Dataset records:
PR #1224, opened 2026-05-17
fix(cron): enforce MAX_CRON_PROMPT_CHARS cap on durable cron prompt l…

LifeJiggy:
Summary
- What changed — src/tools/ScheduleCronTool/CronCreateTool.ts: added constant MAX_CRON_PROMPT_CHARS = 10_000 and an early-return guard in call() that rejects any durable cron whose prompt field exceeds that length. Non-durable (session-only) calls pass the check and are unaffected.
- Why it changed — addCronTask() writes prompt verbatim into .claude/scheduled_tasks.json and replays it on the next startup without re-authentication or content validation. An unbounded prompt let a misbehaving or adversarial model store a payload so large it could overflow the file or inject content that executes automatically on replay. The cap overtly bounds that risk.

    // new constant (line 27)
  const MAX_CRON_PROMPT_CHARS = 10_000
  // new guard inside call() — placed before addCronTask()
  if (prompt.length > MAX_CRON_PROMPT_CHARS) {
    return {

TASK STATEMENT -
Go to the line holding "- Why it changed" in the entries above and return it, along with every line after it, exactly as written.

EXERCISE ANSWER -
- Why it changed — addCronTask() writes prompt verbatim into .claude/scheduled_tasks.json and replays it on the next startup without re-authentication or content validation. An unbounded prompt let a misbehaving or adversarial model store a payload so large it could overflow the file or inject content that executes automatically on replay. The cap overtly bounds that risk.

    // new constant (line 27)
  const MAX_CRON_PROMPT_CHARS = 10_000
  // new guard inside call() — placed before addCronTask()
  if (prompt.length > MAX_CRON_PROMPT_CHARS) {
    return {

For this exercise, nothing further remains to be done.